MechE PhD Prospectus Defense: Zachary Serlin

  • Starts: 10:00 am on Monday, September 23, 2019
  • Ends: 12:00 pm on Monday, September 23, 2019
TITLE: DISTRIBUTED FORMAL METHODS AND SENSING FOR ROBOTIC SYSTEMS.

ABSTRACT: Modern multi-robot systems quickly become too complex for humans to control. For humans to control a team of robots from only high level mission specifications, flexible algorithms for planning, coordination, control, and perception have become a necessity. Automated control of a robotic team requires a shared understanding of the mission and goals, planning of individual robot motions, and coordinated perception along the planned routes. These problems arise in applications such as persistent surveillance, robotic agriculture, post-disaster search and rescue, and autonomous driving.
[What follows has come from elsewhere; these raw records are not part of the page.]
PR #948, opened 2022-10-31
refactor(client): `HttpUtil` returns `AsyncIterable`

teogeb:
Refactored `HttpUtil#fetchHttpStream` to return `AsyncIterable` instead of `Readable`. The method operates internally with `Readable` stream, but it is easier for users of that component to receive the data as `AsyncIterable` (similarly as other components do).

Added unit test for `HttpUtil#fetchHttpStream`

Simplified `Resend#fetchStream` to use new helper utility to calculate the message count (for logging).

Removed obsolete `opts` parameter and `startTime` debug data from `HttpUtil#fetchHttpStream`.


packages/client/src/HttpUtil.ts
```diff
@@ -80,20 +80,18 @@ export class HttpUtil {
         this.logger = loggerFactory.createLogger(module)
     }
 
-    async fetchHttpStream(
+    async* fetchHttpStream<T>(
```
harbu, line 83: I would leave out the generic since we can't make guarantees about what type gets responded from the HTTP server.

packages/client/src/HttpUtil.ts
```diff
@@ -80,20 +80,18 @@ export class HttpUtil {
...
         const response = await fetchResponse(url, this.logger, {
-            signal: abortController.signal,
-            ...opts,
+            signal: abortController.signal
         })
         if (!response.body) {
             throw new Error('No Response Body')
         }
 
+        let stream: Readable | undefined
```
harbu, line 94: This variable is shadowed by `const stream` on line 99. Should remove the `const` from that line.

harbu (approved):

packages/client/src/HttpUtil.ts
teogeb: 👍 Fixed

packages/client/src/HttpUtil.ts
teogeb: Let's remove the `StreamMessage` typing annotations in a separate PR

Unlike other work in planning, control, and perception for distributed systems, this work considers both homogeneous and heterogeneous robot teams, tasks the team from generally applicable specification languages, and employs more efficient data association techniques for perception. Overall, this work aims to address issues that arise at every level of specification based planning, coordination, control, and perception; including multi-agent task planning from temporal logic specifications, coordinated lower level motion and path planning, and task level sensing, perception, and object tracking, all in the context of a distributed team of robots.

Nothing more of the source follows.